What this task involves: Every line of the material below is to be printed again exactly.

BEGIN Given entries

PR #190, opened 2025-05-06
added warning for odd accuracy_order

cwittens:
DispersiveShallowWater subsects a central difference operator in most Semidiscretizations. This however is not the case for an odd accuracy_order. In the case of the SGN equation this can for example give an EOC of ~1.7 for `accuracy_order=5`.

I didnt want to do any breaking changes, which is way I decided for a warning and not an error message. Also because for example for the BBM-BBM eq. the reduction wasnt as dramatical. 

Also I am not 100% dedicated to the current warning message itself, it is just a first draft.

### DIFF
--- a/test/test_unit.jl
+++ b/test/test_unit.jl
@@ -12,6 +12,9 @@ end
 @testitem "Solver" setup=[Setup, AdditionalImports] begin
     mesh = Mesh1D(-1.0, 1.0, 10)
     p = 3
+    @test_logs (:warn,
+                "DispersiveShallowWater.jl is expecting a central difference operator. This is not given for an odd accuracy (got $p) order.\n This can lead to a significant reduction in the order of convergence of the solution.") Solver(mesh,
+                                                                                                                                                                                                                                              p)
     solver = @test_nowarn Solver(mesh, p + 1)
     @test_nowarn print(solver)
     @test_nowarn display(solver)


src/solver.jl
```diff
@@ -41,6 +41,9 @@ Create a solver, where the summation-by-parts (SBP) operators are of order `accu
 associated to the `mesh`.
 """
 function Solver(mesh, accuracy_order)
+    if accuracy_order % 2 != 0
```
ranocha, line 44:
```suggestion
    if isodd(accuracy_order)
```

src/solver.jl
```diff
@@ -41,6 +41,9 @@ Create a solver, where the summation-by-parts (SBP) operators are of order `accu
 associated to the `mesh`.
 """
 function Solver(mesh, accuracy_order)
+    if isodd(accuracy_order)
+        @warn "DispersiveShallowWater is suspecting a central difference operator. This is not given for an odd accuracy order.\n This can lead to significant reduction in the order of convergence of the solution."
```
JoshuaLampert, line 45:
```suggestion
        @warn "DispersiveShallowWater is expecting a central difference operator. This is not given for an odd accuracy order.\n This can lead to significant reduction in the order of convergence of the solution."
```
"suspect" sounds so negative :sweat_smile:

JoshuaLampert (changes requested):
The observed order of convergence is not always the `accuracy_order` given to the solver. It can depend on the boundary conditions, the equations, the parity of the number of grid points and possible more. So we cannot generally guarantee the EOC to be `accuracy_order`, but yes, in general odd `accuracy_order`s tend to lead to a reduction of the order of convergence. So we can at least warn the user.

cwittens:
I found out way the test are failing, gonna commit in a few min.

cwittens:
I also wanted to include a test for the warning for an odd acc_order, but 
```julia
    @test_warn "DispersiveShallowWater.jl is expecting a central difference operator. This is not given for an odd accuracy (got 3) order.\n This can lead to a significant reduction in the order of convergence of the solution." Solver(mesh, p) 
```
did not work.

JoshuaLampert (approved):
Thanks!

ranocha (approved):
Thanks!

END Given entries

Solution to the problem:
PR #190, opened 2025-05-06
added warning for odd accuracy_order

cwittens:
DispersiveShallowWater subsects a central difference operator in most Semidiscretizations. This however is not the case for an odd accuracy_order. In the case of the SGN equation this can for example give an EOC of ~1.7 for `accuracy_order=5`.

I didnt want to do any breaking changes, which is way I decided for a warning and not an error message. Also because for example for the BBM-BBM eq. the reduction wasnt as dramatical. 

Also I am not 100% dedicated to the current warning message itself, it is just a first draft.

### DIFF
--- a/test/test_unit.jl
+++ b/test/test_unit.jl
@@ -12,6 +12,9 @@ end
 @testitem "Solver" setup=[Setup, AdditionalImports] begin
     mesh = Mesh1D(-1.0, 1.0, 10)
     p = 3
+    @test_logs (:warn,
+                "DispersiveShallowWater.jl is expecting a central difference operator. This is not given for an odd accuracy (got $p) order.\n This can lead to a significant reduction in the order of convergence of the solution.") Solver(mesh,
+                                                                                                                                                                                                                                              p)
     solver = @test_nowarn Solver(mesh, p + 1)
     @test_nowarn print(solver)
     @test_nowarn display(solver)


src/solver.jl
```diff
@@ -41,6 +41,9 @@ Create a solver, where the summation-by-parts (SBP) operators are of order `accu
 associated to the `mesh`.
 """
 function Solver(mesh, accuracy_order)
+    if accuracy_order % 2 != 0
```
ranocha, line 44:
```suggestion
    if isodd(accuracy_order)
```

src/solver.jl
```diff
@@ -41,6 +41,9 @@ Create a solver, where the summation-by-parts (SBP) operators are of order `accu
 associated to the `mesh`.
 """
 function Solver(mesh, accuracy_order)
+    if isodd(accuracy_order)
+        @warn "DispersiveShallowWater is suspecting a central difference operator. This is not given for an odd accuracy order.\n This can lead to significant reduction in the order of convergence of the solution."
```
JoshuaLampert, line 45:
```suggestion
        @warn "DispersiveShallowWater is expecting a central difference operator. This is not given for an odd accuracy order.\n This can lead to significant reduction in the order of convergence of the solution."
```
"suspect" sounds so negative :sweat_smile:

JoshuaLampert (changes requested):
The observed order of convergence is not always the `accuracy_order` given to the solver. It can depend on the boundary conditions, the equations, the parity of the number of grid points and possible more. So we cannot generally guarantee the EOC to be `accuracy_order`, but yes, in general odd `accuracy_order`s tend to lead to a reduction of the order of convergence. So we can at least warn the user.

cwittens:
I found out way the test are failing, gonna commit in a few min.

cwittens:
I also wanted to include a test for the warning for an odd acc_order, but 
```julia
    @test_warn "DispersiveShallowWater.jl is expecting a central difference operator. This is not given for an odd accuracy (got 3) order.\n This can lead to a significant reduction in the order of convergence of the solution." Solver(mesh, p) 
```
did not work.

JoshuaLampert (approved):
Thanks!

ranocha (approved):
Thanks!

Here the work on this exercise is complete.